Literatura-MVC, Linguagem-Ruína, Memória-Escrita-Representação

Resumo

No pressuposto de um legado, este como uma dádiva transmitida, encontra-se, desencontrada e desirmanada das correntes e das classificações, a Desescrita de Maria Velho da Costa. Tanto se ouve que do que se tem memória se faz legado, como que da transmissão se produz uma memória. Nessa indefinição, cabe à desescrita acompanhar o projeto, não para esclarecer, mas definir o material da escritura ou arquitetura da escrita. Não sendo necessariamente uma escrita pelo negativo, desconstrói, sim, a linguagem até ao seu avesso onde se desdobram na invisibilidade as vozes inviáveis. Na aceção de Nancy, são estas experiências anteriores e latentes ao normativo-repressor que fazem a fenda e se manifestam no contratempo da desescrita. Serão invocados os argumentos de, entre outros, Blanchot, Federici, Gago, Harding ou Levinas, no apoio de uma estética do arruinamento promovida por Deleuze e Guattari e aplicada à erosão que a nossa escritora impregna nas escarpas da fala que a sua linguagem des-escreve, testemunhando tanto a dejeção de corpos homogéneos quanto o abandono dos corpos heterogéneos.
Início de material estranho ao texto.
PR #3363, opened 2021-04-18
add bpf_map_lookup_batch and bpf_map_delete_batch in bcc

egobillot:
Add **bpf_map_lookup_batch** and **bpf_map_delete_batch** in bcc
* add bpf_map_lookup_batch in bcc
* add bpf_map_delete_batch in bcc
* add test_map_batch_ops.py to test batch lookup and delete on map
* add items_lookup_batch() and items_delete_batch()  in the reference guide

The bpf_map_delete_batch in table.py is not using bpf_map_delete_batch from libbcc. It rather uses bpf_map_lookup_and_delete_batch without using the return values. I did not succeed in writing bpf_map_delete_batch with only one BPF syscall with  BPF_MAP_DELETE_BATCH. I doubt this is possible.

bpf_map_delete_batch could be used to improve the table.clear() (less system calls) but it would only works for kernel v5.6 and later. How do you you manage this ? Do you let the kernel dependencies management in libbpf ?

### DIFF
--- a/src/python/bcc/table.py
+++ b/src/python/bcc/table.py
@@ -422,13 +422,41 @@ class TableBase(MutableMapping):
         for i in range(0, count.value):
             yield (keys[i], values[i])
 
-    def items_delete_batch(self):
-        """Delete all the key-value pairs in the map.
-        It is faster to call bpf_lookup_and_delete_batch than create keys list
-        and then call bpf_delete_batch on these keys.
+    def items_delete_batch(self, keys=None):
+        """Delete all the key-value pairs in the map if no key are given.
+        In that case, it is faster to call lib.bpf_lookup_and_delete_batch than
+        create keys list and then call lib.bpf_delete_batch on these keys.
+        If a list of keys is given then it deletes the related key-value.
         """
-        for _ in self.items_lookup_and_delete_batch():
-            return
+        if keys is not None:
+            # a list is expected
+            if type(keys) != list:
+                raise TypeError
+
+            batch_size = len(keys)
+            if batch_size < 1 and batch_size > self.max_entries:
+                raise KeyError
+
+            count = ct.c_uint32(batch_size)
+
+            # build the array aka list of key_t that will be deleted
+            keylist = (type(self.Key()) * batch_size)()
+            for i, k in enumerate(keys):
+                keylist[i] = k
+
+            res = lib.bpf_delete_batch(self.map_fd,
+                                       ct.byref(keylist),
+                                       ct.byref(count)
+                                       )
+            errcode = ct.get_errno()
+            if (errcode == errno.EINVAL):
+                raise Exception("BPF_MAP_DELETE_BATCH is invalid.")
+
+            if (res != 0 and errcode != errno.ENOENT):
+                raise Exception("BPF_MAP_DELETE_BATCH has failed")
+        else:
+            for _ in self.items_lookup_and_delete_batch():
+                return
 
     def items_lookup_and_delete_batch(self):
         # batch size is set to the maximum
--- a/src/python/bcc/table.py
+++ b/src/python/bcc/table.py
@@ -397,6 +397,64 @@ class TableBase(MutableMapping):
         for k in self.keys():
             self.__delitem__(k)
 
+    def items_update_batch(self, dictionary):
+        # batch size is set to the maximum
+        nb_key = len(dictionary)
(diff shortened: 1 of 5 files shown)


yonghong-song:
[buildbot, test this please]

yonghong-song:
Thanks @egobillot for the contribution. To answer some of your questions below:
> The bpf_map_delete_batch in table.py is not using bpf_map_delete_batch from libbcc. It rather uses bpf_map_lookup_and_delete_batch without using the return values. I did not succeed in writing bpf_map_delete_batch with only one BPF syscall with BPF_MAP_DELETE_BATCH. I doubt this is possible.

Currently, to BPF_MAP_DELETE_BATCH needs an array of keys, most likely these keys will come from BPF_MAP_LOOKUP_BATCH or BPF_MAP_LOOKUP_AND_DELETE_BATCH. With these keys, you can delete them in one syscall.

> bpf_map_delete_batch could be used to improve the table.clear() (less system calls) but it would only works for kernel v5.6 and later. How do you you manage this ? Do you let the kernel dependencies management in libbpf ?

It is tricky to use table.clear() without using proceeding BPF_MAP_LOOKUP_BATCH, e.g., example, user space may lookup some keys like k1, k2, k3, and then when you call table.clear(), maybe some new keys are already added like k4. In this case, k4 will be removed. and this may make analysis result in-precise. I know today we already have this issue, but it would be good we can use the interface to improve the situation.

You can test whether /proc/kallsyms having this symbol `generic_map_lookup_batch` or not. If it exists, the feature is supported.
```
ffffffff811b8d30 t bpf_map_do_batch
ffffffff811bb2c0 T generic_map_delete_batch
ffffffff811bb460 T generic_map_update_batch
ffffffff811bb660 T generic_map_lookup_batch
ffffffff811d5b40 t __htab_map_lookup_and_delete_batch
ffffffff811d6310 t htab_map_lookup_and_delete_batch
ffffffff811d6330 t htab_map_lookup_batch
ffffffff811d6350 t htab_lru_map_lookup_and_delete_batch
ffffffff811d6370 t htab_lru_map_lookup_batch
ffffffff811d6390 t htab_percpu_map_lookup_and_delete_batch
ffffffff811d63b0 t htab_percpu_map_lookup_batch
ffffffff811d63d0 t htab_lru_percpu_map_lookup_and_delete_batch
ffffffff811d63f0 t htab_lru_percpu_map_lookup_batch
```

src/python/bcc/table.py
```diff
@@ -397,6 +397,39 @@ def clear(self):
...
+        if (errcode == errno.EINVAL):
+            raise Exception("BPF_MAP_LOOKUP_BATCH is invalid.")
+
+        if (res != 0 and errcode != errno.ENOENT):
+            raise Exception("BPF_MAP_LOOKUP_BATCH has failed")
+
+        for i in range(0, count.value):
+            yield (keys[i], values[i])
+
+    def items_delete_batch(self):
```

O mesmo aporte teórico servirá para questionar o rosto da memória, contrariando, muitas vezes, o deixado, uma vez que desescrever, embora por um lado seja “desinvestir a palavra de seu poder de dizer o mundo”, é, por outro, “declarar abertamente o silêncio do mundo” (FERNANDES, 2015) — fazendo-nos aproximar a memória de uma representação em ruína, traduzida esta por uma linguagem de sujeitos truncados; não como vestígio, mas, na sua condição de terreno movediço, como o que do caos é possibilidade.

Biografia do Autor

Susana Vieira, Universidade Nova de Lisboa

Doutoranda em Estudos de Literatura (FCSH-Universidade NOVA de Lisboa), investigadora em Estudos Lusobrasileiros (FLUL) e colaboradora em projetos da UNESP e da UNICAMP. No âmbito da sua área de investigação (obra de Maria Velho da Costa) tem artigos e capítulos de livros publicados e participações em congressos internacionais. É professora nos cursos de Cultura e Língua Portuguesa (Universidade de Lisboa) e colabora em diferentes projetos de arte inclusiva.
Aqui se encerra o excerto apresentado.